El enano asintió despacio, mientras el kender contemplaba cómo el suelo se aproximaba y pensaba que nunca le había parecido tan maravillosamente
terrenal
como en este momento.

Cuando Khirsah aterrizó, los soldados de a pie se congregaron en torno a ellos entre vítores y exclamaciones de júbilo. Unos cuantos se llevaron al cautivo quien, antes de alejarse, lanzo una penetrante mirada a su aprehensor. Aunque su ominosa expresión causó cierta zozobra al kender, no tardo en olvidarla para ocuparse de su compañero.

El enano se hallaba desplomado sobre la silla; con el rostro cansado y envejecido. Sus labios se habían teñido de matices violáceos.

—¿Qué te ocurre?

—Nada.

—Sin embargo, veo que te sujetas el pecho con las manos. ¿Estás herido?

—No.

—Entonces, ¿a qué viene esa postura?

—Supongo que no me dejarás tranquilo hasta que te responda —gruñó Flint—. Pues bien, la causante de mi precario estado es esa maldita lanza, aunque también le diría cuatro palabras al inventor de la chaqueta. ¡No me cabe la menor duda de que su grado de necedad sólo puede ser comparado con el tuyo! El mango de la Dragonlance se ha incrustado en mi clavícula, y supongo que las magulladuras recibidas me dolerán durante más de una semana. Por otra parte, esa historia que has forjado en tomo a tu captura es una burda patraña. ¡Ha sido un auténtico milagro que no os precipitarais ambos en el vacío! Y si te interesa mi opinión, lo has prendido por accidente. Para terminar mi discurso voy a hacerte una advertencia: ¡No volveré a montar a la grupa de uno de esos gigantescos animales en todo lo que me resta de vida!

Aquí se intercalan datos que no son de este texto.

PR #46, opened 2025-07-28
chore: refactor flashblocks-rpc

danyalprout:
### Description
* Updated the existing integration tests to use in-process Reth node, vs. relying on an external binary 
* Removed the hashmap cache and replaced it with a PendingBlock. The PendingBlock is typed and setup once per Flashblock and can serve all requests
    * The processing logic is in `Pending::insert_data`
* We don't cache historical pending blocks, only the current one
* Updated response information from send raw transaction sync to include timeout errors
* Remove params for send raw txn sync
* Updated rollup-boost to update transitive reth deps to 1.6.0

### Future TODOs

- Run on devnet, verify
- Add integration test (planning to ingest a few hundred Flashblocks from Base Mainnet and verify the data/rpc responses)
- Clear pending data on new canonical block. If P2P block of 10 arrives, clear pending data for any blocks with block number <= 10
- Add send sync RPC tests
- Incremental execution of Flashbot transactions, right now each Flashblock causes a full rexecution
- Send raw transaction API should support client side timeout


crates/flashblocks-rpc/src/metrics.rs
```diff
@@ -12,8 +12,8 @@ pub struct Metrics {
     #[metric(describe = "Time taken to process a message")]
     pub block_processing_duration: Histogram,
 
-    #[metric(describe = "Time taken to process a websocket message")]
-    pub websocket_processing_duration: Histogram,
+    #[metric(describe = "Time taken to process a message")]
```
haardikk21: description doesn't match the metric

crates/flashblocks-rpc/src/rpc.rs
```diff
@@ -419,179 +207,87 @@ where
...
-                );
-                Ok(Some(receipt))
-            }
-            None => {
-                debug!(
-                    message = "timeout waiting for receipt",
-                    tx_hash = %tx_hash
-                );
-                Ok(None)
+        const TIMEOUT_DURATION: Duration = Duration::from_secs(6);
```
haardikk21, line 253: I wonder if this should be client-side configurable, with a reasonable max limit so we don't enter a deadlock

crates/flashblocks-rpc/src/state.rs
```diff
@@ -0,0 +1,519 @@
...
+        flashblock.metadata.block_number == pending_block.block_number
+            && flashblock.index == pending_block.flashblock_idx + 1
+    }
+
+    fn update_block(&self, block: eyre::Result<PendingBlock>) {
+        let start_time = Instant::now();
+        match block {
+            Ok(block) => {
+                self.pending_block.swap(Some(Arc::new(block)));
+                self.metrics
```
haardikk21, line 81: im slightly confused about this. its just tracking how much time it takes to do an arc swap? i think this may be misplaced

haardikk21 (approved):
mostly LGTM, minor notes + awaiting #43

crates/flashblocks-rpc/src/state.rs
danyalprout: This is a bug, will update -- thanks!

danyalprout: This is a bug, will update -- thanks!

crates/flashblocks-rpc/src/rpc.rs
danyalprout: Unfortunately the API doesn't have this, my 2c is lets start w/ 3 blocks and if there's a demand for more configuration we can setup a flag for it

crates/flashblocks-rpc/src/pending.rs
```diff
@@ -0,0 +1,171 @@
...
+            .cloned()
+            .unwrap_or(U256::from(0))
+    }
+
+    pub fn get_balance(&self, address: Address) -> Option<U256> {
+        self.account_balances.get(&address).cloned()
+    }
+
+    pub fn get_state_overrides(&self) -> Option<StateOverride> {
+        self.state_overrides.clone()
```
haardikk21, line 169: not sure if this should be `clone` or `cloned`. idt it makes a difference its just that you're doing `cloned` everywhere else

haardikk21 (approved):

crates/flashblocks-rpc/src/rpc.rs
```diff
@@ -426,129 +218,61 @@ where
...
         debug!(
-            message = "processing transaction_by_hash request",
+            message = "rpc::transaction_by_hash",
             tx_hash = %tx_hash
         );
-        let tx = EthTransactions::transaction_by_hash(&self.eth_api, tx_hash)
-            .await
-            .map_err(Into::into)?;
-
-        // Process the result without using map() and transpose()
```
danyalprout, line 436: @cody-wang-cb curious if there was any reason we weren't using map / transpose for this?

crates/flashblocks-rpc/src/pending.rs
danyalprout: It should be `clone()` I looked into it and cloned is for an ref to value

Flint cerró la boca como si quisiera morder el aire, a la vez que clavaba en el kender una mirada tan fulminante que este último se apresuró a alejarse. Sabía que cuando el enano se dejaba dominar por el mal humor lo más prudente era apartarse de él hasta que se templaran sus ánimos. Después de comer se sentiría mejor.

Aquella noche, cuando Tasslehoff se arrebujó en el flanco de Khirsah para descansar cómodamente bajo su protección, recordó, de pronto, que algo no encajaba en la iracunda parrafada de Flint.

El enano había cubierto con sus brazos la parte izquierda de su pecho, según él a fin de aliviar el dolor producido por la lanza... ¡que permaneció a su derecha durante todo elcombate!